◆ Given data
..............................
PR #1391, opened 2020-06-11
Integration test for channel participation API list channels

wlahti:
#### Type of change

- Test update

#### Related issues

[FAB-17982](https://jira.hyperledger.org/browse/FAB-17982)

### DIFF
--- a/integration/e2e/e2e_test.go
+++ b/integration/e2e/e2e_test.go
@@ -36,6 +36,8 @@ import (
 	. "github.com/onsi/gomega"
 	"github.com/onsi/gomega/gbytes"
 	"github.com/onsi/gomega/gexec"
+	. "github.com/onsi/gomega/gstruct"
+	"github.com/onsi/gomega/types"
 	"github.com/tedsuo/ifrit"
 	"github.com/tedsuo/ifrit/ginkgomon"
 )
@@ -95,6 +97,7 @@ var _ = Describe("EndToEnd", func() {
 			network = nwo.New(nwo.BasicSolo(), testDir, nil, StartPort(), components)
 			network.MetricsProvider = "statsd"
 			network.StatsdEndpoint = datagramReader.Address()
+			network.ChannelParticipationEnabled = true
 			network.Profiles = append(network.Profiles, &nwo.Profile{
 				Name:          "TwoOrgsBaseProfileChannel",
 				Consortium:    "SampleConsortium",
@@ -157,6 +160,7 @@ var _ = Describe("EndToEnd", func() {
 
 			By("setting up the channel")
 			network.CreateAndJoinChannel(orderer, "testchannel")
+			channelParticipationList(network, orderer, []string{"testchannel"}, "systemchannel")
 			nwo.EnableCapabilities(network, "testchannel", "Application", "V2_0", orderer, network.Peer("Org1", "peer0"), network.Peer("Org2", "peer0"))
 
 			By("attempting to install unsupported chaincode without docker")
@@ -213,6 +217,7 @@ var _ = Describe("EndToEnd", func() {
 		BeforeEach(func() {
 			network = nwo.New(nwo.BasicKafka(), testDir, client, StartPort(), components)
 			network.MetricsProvider = "prometheus"
+			network.ChannelParticipationEnabled = true
 			network.GenerateConfigTree()
 			network.Bootstrap()
 
@@ -256,6 +261,7 @@ var _ = Describe("EndToEnd", func() {
 			orderer := network.Orderer("orderer")
 
 			network.CreateAndJoinChannel(orderer, "testchannel")
+			channelParticipationList(network, orderer, []string{"testchannel"}, "systemchannel")
 			nwo.EnableCapabilities(network, "testchannel", "Application", "V2_0", orderer, network.Peer("Org1", "peer0"), network.Peer("Org2", "peer0"))
 
 			// package, install, and approve by org1 - module chaincode
@@ -342,6 +348,7 @@ var _ = Describe("EndToEnd", func() {
 
 		BeforeEach(func() {
 			network = nwo.New(nwo.MultiChannelEtcdRaft(), testDir, client, StartPort(), components)
+			network.ChannelParticipationEnabled = true
 			network.GenerateConfigTree()
 			for _, peer := range network.Peers {
 				core := network.ReadPeerConfig(peer)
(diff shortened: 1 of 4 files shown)


integration/e2e/e2e_test.go
```diff
@@ -914,3 +924,42 @@ func hashFile(file string) string {
...
+func channelParticipationList(n *nwo.Network, o *nwo.Orderer, expectedChannels []string, systemChannel ...string) {
+	authClient, unauthClient := OrdererOperationalClients(n, o)
+	listChannelsURL := fmt.Sprintf("https://127.0.0.1:%d/participation/v1/channels", n.OrdererPort(o, nwo.OperationsPort))
+
+	expectedChannelList := &types.ChannelList{}
+
+	channelToChannelInfoShort := func(channel string) types.ChannelInfoShort {
+		return types.ChannelInfoShort{
+			Name: channel,
+			URL:  fmt.Sprintf("/participation/v1/channels/%s", channel),
```
tock-ibm: Use the constant from:
https://github.com/hyperledger/fabric/blob/946016f7f415459447d1e77cf2f3f65eb9d4b78a/orderer/common/channelparticipation/restapi.go#L31

integration/e2e/e2e_test.go
```diff
@@ -914,3 +924,42 @@ func hashFile(file string) string {
 func chaincodeContainerNameFilter(n *nwo.Network, chaincode nwo.Chaincode) string {
 	return fmt.Sprintf("^/%s-.*-%s-%s$", n.NetworkID, chaincode.Label, hashFile(chaincode.PackageFile))
 }
+
+func channelParticipationList(n *nwo.Network, o *nwo.Orderer, expectedChannels []string, systemChannel ...string) {
```
tock-ibm, line 939: As we are going to use that a lot, how about creating a public utility method that returns the list, and another to match against expected values?

integration/e2e/e2e_test.go
wlahti: I don't think we should use the constant here. It will help us ensure we don't unintentionally make any breaking changes to the API.

integration/e2e/e2e_test.go
wlahti: I'd prefer to leave it private for now but I can change it if you insist. We can make it public as soon as we use it in another test.

integration/e2e/e2e_test.go
tock-ibm: OK, sounds good.

integration/e2e/e2e_test.go
tock-ibm: I think that the bulk of tests will not be located in the e2e package but in the raft package, or possibly in a package of their own. This is because most of the interesting functionality of of join and delete is only applicable to raft. But I have no problem in exposing that when we actually have a test that needs that.

integration/e2e/e2e_test.go
```diff
@@ -914,3 +925,98 @@ func hashFile(file string) string {
...
+type channelInfo struct {
+	Name            string `json:"name"`
+	URL             string `json:"url"`
+	Status          string `json:"status"`
+	ClusterRelation string `json:"clusterRelation"`
+}
+
+func channelParticipationListOne(n *nwo.Network, o *nwo.Orderer, channel channelInfoShort) {
+	authClient, _ := OrdererOperationalClients(n, o)
+	listChannelURL := fmt.Sprintf("https://127.0.0.1:%d/%s", n.OrdererPort(o, nwo.OperationsPort), channel.URL)
```
tock-ibm: I think the expected ChannelInfo should be passed in as an argument. This way we'll be able to reuse this method... It will not always be "none"+"active" and "member"+"active", there are more options. 

There should a `config-tracker` here somewhere, maybe in the raft package.... an orderer that is not a member of a certain channel.

integration/nwo/fabricconfig/orderer.go
```diff
@@ -121,3 +122,8 @@ type OrdererStatsd struct {
 	WriteInterval time.Duration `yaml:"WriteInterval,omitempty"`
 	Prefix        string        `yaml:"Prefix,omitempty"`
 }
+
+type ChannelParticipation struct {
+	Enabled       bool `yaml:"Enabled"`
+	RemoveStorage bool `yaml:"RemoveStorage"`
+}
```
tock-ibm: `RemoveStorage` is probably redundant right now, there is a (significant) change we won't support archiving, so probably better to leave it out for now.

integration/nwo/orderer_template.go
```diff
@@ -112,4 +112,7 @@ Metrics:
     WriteInterval: 5s
     Prefix: {{ ReplaceAll (ToLower Orderer.ID) "." "_" }}
 {{- end }}
+ChannelParticipation:
+  Enabled: {{ .ChannelParticipationEnabled }}
+  RemoveStorage: false
```
tock-ibm: Same here, probably better to leave it out for now.

integration/e2e/e2e_test.go
```diff
@@ -914,3 +925,98 @@ func hashFile(file string) string {
...
+}
+
+// for the current test scenarios, we only have these two cluster relations.
+// other possible values are "follower" and "config-tracker"
+func clusterRelation(consensusType string) string {
+	if consensusType == "etcdraft" {
+		return "member"
+	}
+	return "none"
+}
```
tock-ibm: This is correct for these particular tests, but there is no re-use possible, so as soon as we hit "config-tracker" and "follower".... probably best not to embed this in the `*ListOne` method...

integration/e2e/e2e_test.go
```diff
@@ -914,3 +925,98 @@ func hashFile(file string) string {
...
+		"URL":  Equal(fmt.Sprintf("/participation/v1/channels/%s", channel)),
+	})
+}
+
+type channelInfo struct {
+	Name            string `json:"name"`
+	URL             string `json:"url"`
+	Status          string `json:"status"`
+	ClusterRelation string `json:"clusterRelation"`
+}
```
tock-ibm: Where is the Height? 
And why repeat the definition of orderer/types/ChannelInfo?

wlahti: Mirroring the types here provides us an automated way to notice any breaking changes that will affect consumers. For this, I only included the fields I could test the exact values. We could include Height but it would require some additional logic to determine the expected value (or we could just check that it's set to a non-empty value).

caod123 (approved):
Going to just merge this as is for now to allow for updates as we add more integration tests to address the reusability of some of the functions/location of the tests.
..............................
◆ Work required
Note each line of the material holding "should" and copy it out.

◆ Finished task
wlahti: I don't think we should use the constant here. It will help us ensure we don't unintentionally make any breaking changes to the API.
tock-ibm: I think the expected ChannelInfo should be passed in as an argument. This way we'll be able to reuse this method... It will not always be "none"+"active" and "member"+"active", there are more options. 
There should a `config-tracker` here somewhere, maybe in the raft package.... an orderer that is not a member of a certain channel.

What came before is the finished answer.